The Zacks Consensus Estimate for total revenue is pegged at $2.6 billion, reflecting year-over-year growth of 8%.  Our consensus estimates for revenues from Acute Care and Behavioral Health segments are currently pegged at $1.4 billion and $1.2 billion, up 10% and 6.4% respectively, year over year.

Since 2012, the average number of licensed beds in the Acute Care hospitals and Behavioral Health centers kept increasing and the trend is expected to continue in the third quarter.. Our consensus estimates for Average Licensed Beds in Acute Care and Behavioral Health are pegged at 6.1 billion and 23.1 billion, up 3% and 6% year over year, respectively.

The Zacks Consensus Estimate for Admissions in Acute Care and Behavioral Health is pegged at 73.1 billion and 120.7 billion respectively, up 5% and 7% year over year, respectively. This in turn is expected to aid the company’s top line in the third quarter significantly.

Other Factors

Universal Health’s efforts to enhance shareholders’ value through share repurchases might have boosted its bottom line by limiting share count.

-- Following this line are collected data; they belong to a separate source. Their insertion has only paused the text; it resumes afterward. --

PR #110, opened 2021-01-27
Feature/lazy update of time indicator on plots

schoinh:
Resolves: [Optimize plot rendering to improve endocytosis playback speed](https://aicsjira.corp.alleninstitute.org/browse/AGENTVIZ-1257)

### Summary

This is part 2 of the approach outlined in the Jira issue. Part 1 has already been implemented and merged.

Part 1 improved frame rate by having React only re-render plots that have a time indicator line during trajectory playback. This PR goes further to implement lazy updating of the time indicator line. Only the plots that are visible to the user at any given point ("above the fold" might be the correct term) will update during playback, i.e., have the time indicator line move along with the simulation. If at any point the user scrolls to reveal plots that weren't previously visible, the time indicator lines in those plots jump to the correct spot to get in sync with the current time. The jump happens fast and is barely noticeable.

### Performance

Part 1 improved frame rate (max speed went from ~288 to ~178 seconds per frame, or ~3 fps to ~6 fps, on my machine) for endocytosis. With this change (pt 2) I observed an additional improvement (up to ~8 fps of speed, or down to ~130 seconds per frame). 

image

I did notice that the simulation tends to slow down gradually towards the end, i.e., faster playback at t = 3 than at t = 10. I didn't investigate deeply what is causing this, but profiling indicates that it has to do with the viewer -- the runtime for plotly operations remains consistent (~40 ms) throughout the simulation.

### Code changes

I used the [react-waypoint](https://github.com/civiccc/react-waypoint) library, which Megan suggested, to detect when each plot enters/leaves the view. I set top and bottom offsets as 50 px, so at least 50 px of a plot needs to be in the view in order for it to count as "in view."

Thanks for contributing!

### DIFF
--- a/src/containers/Plot/index.tsx
+++ b/src/containers/Plot/index.tsx
@@ -59,21 +59,13 @@ class Plot extends React.Component<PlotProps, PlotState> {
 
     shouldComponentUpdate(nextProps: PlotProps, nextState: PlotState) {
         const { shouldRenderTimeIndicator } = this.props.plotConfig;
-        if (!shouldRenderTimeIndicator) return false;
-
-        if (this.state.isInView) {
-            return true;
-        } else if (!this.state.isInView && nextState.isInView) {
-            return true;
-        } else {
-            return false;
-        }
+        if (shouldRenderTimeIndicator && nextState.isInView) return true;
+        return false;
     }
 
     public render(): JSX.Element | null {
         const { plotConfig, time } = this.props;
         const { shouldRenderTimeIndicator, data, layout } = plotConfig;
-        console.log("rendering Plot:", layout.title);
 
         if (shouldRenderTimeIndicator) {
             // Position the time indicator line at current time (the time indicator should be the last
@@ -86,9 +78,11 @@ class Plot extends React.Component<PlotProps, PlotState> {
 
         return (
             <Waypoint
-                // debug={true}
+                key={layout.title as string}
                 onEnter={() => this.setState({ isInView: true })}
                 onLeave={() => this.setState({ isInView: false })}
+                topOffset={50}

Nevertheless, rising costs related to interest payment, reserves for settlements, legal judgments and lawsuits, plus impairments of long-lived assets might have put pressure on margins.

Earnings Whispers

Our proven model does not conclusively show that Universal Healthis likely to beat on earnings this quarter. This is because a stock needs to have both a positive Earnings ESP and a favorable Zacks Rank #1 (Strong Buy), 2 (Buy) or 3 (Hold) for this to happen. But that is not the case here as you will see below.

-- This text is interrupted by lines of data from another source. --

PR #114, opened 2021-03-31
Feature/load file url

meganrm:
Problem
=======
Users want to be able to share a link to their own trajectory data [AGENTVIZ-1351](https://aicsjira.corp.alleninstitute.org/browse/AGENTVIZ-1351)

Solution
========
1. users can link to a simularium file hosted somewhere (like s3) by using a query param in the url: `trajUrl=`
2. If someone provides a url that isn't formatted correctly, the error message will popup and the url will be cleared out
3. If someone provides a url that returns a 404, the error message will popup and the url will be cleared out. 

## Type of change

- [x] This change requires updated or new tests

Change summary:
---------------
* added a new logic for "load via url" that calls the load local file logic
* added checks for url formatting, and additional error reporting
* added tests for passing/not passing urls so we can be clear why something fails
*

Steps to Verify:
----------------
Once you have it running locally:
1. Working example: http://localhost:9001/viewer?trajUrl=https://aics-agentviz-data.s3.us-east-2.amazonaws.com/trajectory/endocytosis.simularium
1. To see malformed url error: http://localhost:9001/viewer?trajUrl=//aics-agentviz-data.s3.us-east-2.amazonaws.com/trajectory/endocytosis.simularium
1. To see 404 error: http://localhost:9001/viewer?trajUrl=https://not-a-real-url.com

Screenshots (optional):
-----------------------
Show-n-tell images/animations here

Thanks for contributing!

### DIFF
--- a/src/state/metadata/logics.ts
+++ b/src/state/metadata/logics.ts
@@ -254,6 +254,7 @@ const loadFileViaUrl = createLogic({
                         simulariumController
                     )
                 );
+                done();
             })
             .catch((error) => {
                 dispatch(
--- a/src/state/metadata/logics.ts
+++ b/src/state/metadata/logics.ts
@@ -174,7 +174,14 @@ const loadLocalFile = createLogic({
     process(deps: ReduxLogicDeps, dispatch, done) {
         const { action, getState } = deps;
         const currentState = getState();
-        const simulariumController = getSimulariumController(currentState);
+        let simulariumController = getSimulariumController(currentState);
+        console.log(action.controller);
+        if (!simulariumController) {
+            if (action.controller) {
+                simulariumController = action.controller;
+                dispatch(setSimulariumController(simulariumController));
+            }
+        }
         const lastSimulariumFile: LocalSimFile = getSimulariumFile(
             currentState
         );
--- a/src/state/metadata/logics.ts
+++ b/src/state/metadata/logics.ts
@@ -178,7 +178,6 @@ const loadLocalFile = createLogic({
         const currentState = getState();
         const simulariumController =
             getSimulariumController(currentState) || action.controller;
-        console.log(simulariumController);
         const lastSimulariumFile: LocalSimFile = getSimulariumFile(
             currentState
         );
--- a/src/state/metadata/logics.ts
+++ b/src/state/metadata/logics.ts
@@ -261,7 +261,7 @@ const loadFileViaUrl = createLogic({
                     setViewerStatus({
                         status: VIEWER_ERROR,
                         errorMessage: error.message,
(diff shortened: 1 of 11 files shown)


src/state/metadata/logics.ts
```diff
@@ -219,9 +222,64 @@ const loadLocalFile = createLogic({
...
+                status: VIEWER_LOADING,
+            })
+        );
+        let simulariumController = getSimulariumController(currentState);
+        if (!simulariumController) {
+            if (action.controller) {
+                simulariumController = action.controller;
+                dispatch(setSimulariumController(simulariumController));
+            }
+        }
```
toloudis, line 241: Can it ever happen that (!simulariumController) and (!action.controller) ?

src/util/index.ts
```diff
@@ -72,3 +72,18 @@ export const wrapText = (
         numLines: numLines,
     };
 };
+
+export const urlCheck = (urlToCheck: any): string => {
+    if (typeof urlToCheck !== "string") {
+        return "";
+    }
+    const regEx = /(https?:\/\/)([\w\-]){0,200}(\.[a-zA-Z][^\-])([\/\w]*)*\/?\??([^\n\r]*)??([^\n\r]*)/g;
```
toloudis, line 80: can you cite where the regex came from?

toloudis (approved):

src/state/metadata/logics.ts
meganrm: this comment: https://github.com/allen-cell-animated/simularium-website/blob/master/src/state/metadata/logics.ts#L4

schoinh: Ah... yeah... I vaguely remember trying to see if removing Mocha would solve the problem but it didn't solve it. So unless it magically fixed itself it is still broken.

schoinh (approved):
This is great! The first time I loaded the linked endocytosis model it took 52 seconds to load. But when I hit play, there was no wait! Makes sense that this is essentially a drag-and-drop.... but I actually kind of liked it better than our current setup for networked files where it loads quickly but takes forever to start playing......... 🤔 Anyway, just a couple small comments

src/state/metadata/logics.ts
```diff
@@ -219,9 +222,64 @@ const loadLocalFile = createLogic({
...
+                    )
+                );
+                done();
+            })
+            .catch((error) => {
+                dispatch(
+                    setViewerStatus({
+                        status: VIEWER_ERROR,
+                        errorMessage: error.message,
+                        htmlData: `${url} failed` || "",
```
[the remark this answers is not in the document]
meganrm: never... mistake from copying other code, thanks for catching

Zacks ESP: Universal Health has an Earnings ESP of -1.01%. You can uncover the best stocks to buy or sell before they’re reported with our Earnings ESP Filter.

Universal Health Services, Inc. Price and EPS Surprise

Zacks Rank: Universal Health carries a Zacks Rank #3, which though increases the predictive power of ESP, the company needs to have a positive ESP to be confident about an earnings surprise.

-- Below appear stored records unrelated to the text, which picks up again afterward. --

PR #115, opened 2021-04-06
Feature/display user-set time units

schoinh:
Resolves:
* Feature - [implement set time unit in simularium-website](https://aicsjira.corp.alleninstitute.org/browse/AGENTVIZ-1290)
* Bug - [Some local uploads break the playback slider](https://aicsjira.corp.alleninstitute.org/browse/AGENTVIZ-1248)

### Summary
simularium-viewer v2.7.0 (installed this new version in this PR) converts all data to the latest simularium file version upon receipt. This PR makes simularium-website work with the latest v2 data format.

### Results
I tested with v1 and v2 local uploads. All are as expected:
* v2 files - Times and scale bars display correctly and properly. Trajectories with both non-second and second time units play properly.
image
* v1 files - Times and scale bars display correctly but are "ugly" for some trajectories (because everything displays in seconds and meters). Functionality is same as before - trajectories with very small time values break the slider.
image

I also tested with the 2 streamed trajectories. They are broken, but I believe it's unrelated to this PR (localhost:8080/public/ shows the same bug on simularium-viewer test site when rolled back to the commit before the version update changes were merged). I let @EricJIsaac know in case it's related to array buffer changes.
image

### Remaining related work
* [Determine scale bar label in simularium-viewer](https://aicsjira.corp.alleninstitute.org/browse/AGENTVIZ-1381)

Thanks for contributing!

### DIFF
--- a/src/components/PlaybackControls/index.tsx
+++ b/src/components/PlaybackControls/index.tsx
@@ -38,12 +38,6 @@ const PlayBackControls = ({
     timeUnits,
     isEmpty,
 }: PlayBackProps) => {
-    const [unitLabel, setUnitLabel] = useState("s");
-    useEffect(() => {
-        if (!timeUnits) return;
-        setUnitLabel(timeUnits.name);
-    }, [timeUnits]);
-
     // Where to resume playing if simulation was playing before scrubbing
     const [
         timeToResumeAfterScrubbing,
@@ -173,7 +167,8 @@ const PlayBackControls = ({
                 <p>
                     {roundedTime}{" "}
                     <span className={styles.lastFrameTime}>
-                        / {roundedLastFrameTime} {unitLabel}
+                        / {roundedLastFrameTime}{" "}
+                        {timeUnits ? timeUnits.name : "s"}
                     </span>
                 </p>
             </div>
--- a/src/components/PlaybackControls/index.tsx
+++ b/src/components/PlaybackControls/index.tsx
@@ -5,6 +5,7 @@ import classNames from "classnames";
 import { TimeUnits } from "../../state/metadata/types";
 import { TOOLTIP_COLOR } from "../../constants/index";
 import Icons from "../Icons";
+import { DisplayTimes } from "../../containers/ViewerPanel/types";
 
 const styles = require("./style.css");
 interface PlayBackProps {
@@ -20,6 +21,7 @@ interface PlayBackProps {
     loading: boolean;
     timeStep: number;
     timeUnits: TimeUnits;
+    displayTimes: DisplayTimes;
     isEmpty: boolean;
 }
 
@@ -36,6 +38,7 @@ const PlayBackControls = ({
     loading,
     timeStep,
     timeUnits,
+    displayTimes,
     isEmpty,
 }: PlayBackProps) => {
     // Where to resume playing if simulation was playing before scrubbing
@@ -70,15 +73,6 @@ const PlayBackControls = ({
             setTimeToResumeAfterScrubbing(-1);
         }
     };
-
-    const roundNumber = (num: number) => parseFloat(Number(num).toPrecision(3));
-    let roundedTime = 0;
-    let roundedLastFrameTime = 0;
-
-    if (timeUnits) {
-        roundedTime = time ? roundNumber(time * timeUnits.magnitude) : 0;
-        roundedLastFrameTime = roundNumber(lastFrameTime * timeUnits.magnitude);
-    }
 
     const btnClassNames = classNames([styles.item, styles.btn]);
 
@@ -165,10 +159,10 @@ const PlayBackControls = ({
             />
             <div className={styles.time}>
                 <p>
-                    {roundedTime}{" "}
+                    {displayTimes.roundedTime}{" "}
                     <span className={styles.lastFrameTime}>
-                        / {roundedLastFrameTime}{" "}
-                        {timeUnits ? timeUnits.name : "s"}
+                        / {displayTimes.roundedLastFrameTime}{" "}
+                        {displayTimes.unitLabel}
                     </span>
                 </p>
             </div>
--- a/src/components/PlaybackControls/index.tsx
+++ b/src/components/PlaybackControls/index.tsx
@@ -2,6 +2,7 @@ import React, { useEffect, useState } from "react";
 import { Button, Slider, Tooltip } from "antd";
 import classNames from "classnames";
 
+import { TimeUnits } from "../../state/metadata/types";
 import { TOOLTIP_COLOR } from "../../constants/index";
 import Icons from "../Icons";
 
@@ -18,6 +19,7 @@ interface PlayBackProps {
     onTimeChange: (time: number) => void;
     loading: boolean;
     timeStep: number;
+    timeUnits: TimeUnits;
     isEmpty: boolean;
 }
 
@@ -33,9 +35,15 @@ const PlayBackControls = ({
     onTimeChange,
     loading,
     timeStep,
+    timeUnits,
     isEmpty,
 }: PlayBackProps) => {
-    const [unitIndex, setUnitIndex] = useState(0);
+    const [unitLabel, setUnitLabel] = useState("s");
+    useEffect(() => {
+        if (!timeUnits) return;
+        setUnitLabel(timeUnits.name);
+    }, [timeUnits]);
+
     // Where to resume playing if simulation was playing before scrubbing
     const [
         timeToResumeAfterScrubbing,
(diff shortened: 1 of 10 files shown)


EricJIsaac:
As a note - the yellow bug pre-dates both this change and the array-buffer changes:
https://allencellscience.slack.com/archives/CMQFRJPPF/p1608252745398400?thread_ts=1608248656.391700&cid=CMQFRJPPF

schoinh:
> As a note - the yellow bug pre-dates both this change and the array-buffer changes:
> https://allencellscience.slack.com/archives/CMQFRJPPF/p1608252745398400?thread_ts=1608248656.391700&cid=CMQFRJPPF

Oh that's right, it did happen before. The only thing is that the all-yellow bug only happened sometimes previously, but now the it happens every time reliably for both of the trajectory files. 🤔

src/components/PlaybackControls/index.tsx
```diff
@@ -33,9 +35,15 @@ const PlayBackControls = ({
     onTimeChange,
     loading,
     timeStep,
+    timeUnits,
     isEmpty,
 }: PlayBackProps) => {
-    const [unitIndex, setUnitIndex] = useState(0);
+    const [unitLabel, setUnitLabel] = useState("s");
+    useEffect(() => {
```
meganrm, line 42: I'm not sure why you're setting this in local state here since it's coming from app state. Couldn't you just do `timeUnits.name || "s"` when you're setting the label down below?

src/components/PlaybackControls/index.tsx
```diff
@@ -69,33 +77,14 @@ const PlayBackControls = ({
...
-        }
+    let roundedTime = 0;
+    let roundedLastFrameTime = 0;
 
-        setUnitIndex(index);
-    }, [lastFrameTime]);
+    if (timeUnits) {
+        roundedTime = time ? roundNumber(time * timeUnits.magnitude) : 0;
+        roundedLastFrameTime = roundNumber(lastFrameTime * timeUnits.magnitude);
+    }
```
meganrm, line 87: I'm glad there is so much less logic in this component now, but it seems like this last little bit could be moved to a selector. You could also have the selector default the timeUnits.name to "s".

src/containers/ViewerPanel/index.tsx
```diff
@@ -6,12 +6,14 @@ import SimulariumViewer, {
     SelectionStateInfo,
 } from "@aics/simularium-viewer";
 import "@aics/simularium-viewer/style/style.css";
-import { TrajectoryFileInfo } from "@aics/simularium-viewer/type-declarations/simularium";
+import {
+    TrajectoryFileInfo,
+    TrajectoryFileInfoV2,
+} from "@aics/simularium-viewer/type-declarations/simularium";
```
toloudis, line 12: I would suggest making `TrajectoryFileInfo` always represent the latest version so that you don't need to import two different types here.  Maybe for another PR?

src/components/PlaybackControls/index.tsx
toloudis, line 87: I love how clean this became. looks good.

toloudis (approved):

src/components/PlaybackControls/index.tsx
toloudis: I was wondering the same thing

src/containers/ViewerPanel/index.tsx
```diff
@@ -234,32 +238,24 @@ class ViewerPanel extends React.Component<ViewerPanelProps, ViewerPanelState> {
 
     public onTrajectoryFileInfoChanged(data: TrajectoryFileInfo) {
         const { receiveMetadata, simulariumController } = this.props;
-        const { spatialUnitFactorMeters } = data;
-
+        const updatedData = data as TrajectoryFileInfoV2;
```
meganrm, line 241: I'm confused by this typing, with the updated version, shouldn't `onTrajectoryFileInfoChanged` already be typed to the most recent version. Seeing this here also makes me think that type `TrajectoryFileInfo` should be the current version and the only type that the front end ever needs to use, and the viewer can set `TrajectoryFileInfo = TrajectoryFileInfoV2` or whatever is the current version, but it shouldn't be exporting `TrajectoryFileInfoV2`

meganrm:
did you also check this with `?trajUrl=https://aics-agentviz-data.s3.us-east-2.amazonaws.com/trajectory/endocytosis.simularium`? Should be the same as loading it locally, just want to be certain

schoinh:
> did you also check this with `?trajUrl=https://aics-agentviz-data.s3.us-east-2.amazonaws.com/trajectory/endocytosis.simularium`? Should be the same as loading it locally, just want to be certain

I totally did, and it worked great!

src/components/PlaybackControls/index.tsx
schoinh: You're totally right, I removed the local state and now just rendering `timeUnits ? timeUnits.name : "s"`

src/components/PlaybackControls/index.tsx
```diff
@@ -184,7 +167,8 @@ const PlayBackControls = ({
                 <p>
                     {roundedTime}{" "}
                     <span className={styles.lastFrameTime}>
-                        / {roundedLastFrameTime} {units[unitIndex]}
+                        / {roundedLastFrameTime}{" "}
+                        {timeUnits ? timeUnits.name : "s"}
```
toloudis, line 171: when is timeUnits falsy?

schoinh: When no file is loaded! And before TrajectoryFileInfo arrives?

toloudis: default initialize it to {1, "s"} ?  just to remove this conditional :)

toloudis: only if it makes sense.  no serious objection here.

src/containers/ViewerPanel/index.tsx
schoinh: Yeah, I agree with you and @toloudis that there shouldn't be references to `TrajectoryFileInfo` AND `TrajectoryFileInfoV2` in simularium-website. I don't think I can use `TrajectoryFileInfo` here though, because that's defined as `TrajectoryFileInfoV1 | TrajectoryFileInfoV2` in the viewer type definitions. 

Instead I can make a Jira ticket to have [`updateTrajectoryFileInfoFormat` in simularium-viewer](https://github.com/allen-cell-animated/simularium-viewer/blob/master/src/simularium/versionHandlers.ts#L8) output a `TrajectoryFileInfoV2` instead of `TrajectoryFileInfo`. After that, I can modify simularium-website to only use `TrajectoryFileInfoV2`. Yes it has a version number and yes it'll need to be changed in name when we go to V3 but I think that makes sense since it would reflect a change in the shape of the incoming data. What do you guys think of that?

src/containers/ViewerPanel/index.tsx
schoinh: See https://github.com/allen-cell-animated/simularium-website/pull/115#discussion_r609134135

src/containers/ViewerPanel/index.tsx
meganrm: I think the front end should never have to change the import.... the viewer should export something like `CurrentFileInfoFormat` that can be set to whatever the current one is. So in the viewer it would be `export type CurrentFileInfoFormat = TrajectoryFileInfoV2` and you would change that to `export type CurrentFileInfoFormat = TrajectoryFileInfoV3` on the viewer when the time comes

schoinh: Oh I see what you're saying. Can do

src/components/PlaybackControls/index.tsx
meganrm: I think it's a UX question if we should have any time units when there is no data. It could be "-/-" or some other kind of placeholder

schoinh: Hm..... Okay, I'll just leave this here as is for now. This preserves the current behavior which is displaying "0 / 0 s" by default

src/containers/ViewerPanel/index.tsx
schoinh: Made a ticket: https://aicsjira.corp.alleninstitute.org/browse/AGENTVIZ-1382

src/components/PlaybackControls/index.tsx
schoinh: Done, check it out!

src/components/PlaybackControls/index.tsx
schoinh: Actually, I cleaned this up in my latest commits, followed @meganrm 's [suggestion](https://github.com/allen-cell-animated/simularium-website/pull/115#discussion_r609004851) to take care of the unit label in the selector.

EricJIsaac (approved):

meganrm (approved):
Nice job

Conversely, we caution against Sell-rated stocks (Zacks Rank #4 or 5) going into the earnings announcement, especially when the company is seeing negative estimate revisions.

Stocks to Consider

Here are some companies from the medical sector that you may want to consider as these stocks have the right combination of elements to come up with an earnings beat this quarter:

Aetna, Inc. AET, which is set to report third-quarter earnings on Oct 31, has an Earnings ESP of +1.20% and a Zacks Rank #1. You can see the complete list of today’s Zacks #1 Rank stocks here.

Teladoc Inc. TDOC has an Earnings ESP of +0.76% and a Zacks Rank #3. The company is set to report third-quarter earnings on Nov 1.

Humana, Inc. HUM has an Earnings ESP of +1.10% and a Zacks Rank of 3 as well. The company is set to report third-quarter earnings on Nov 8.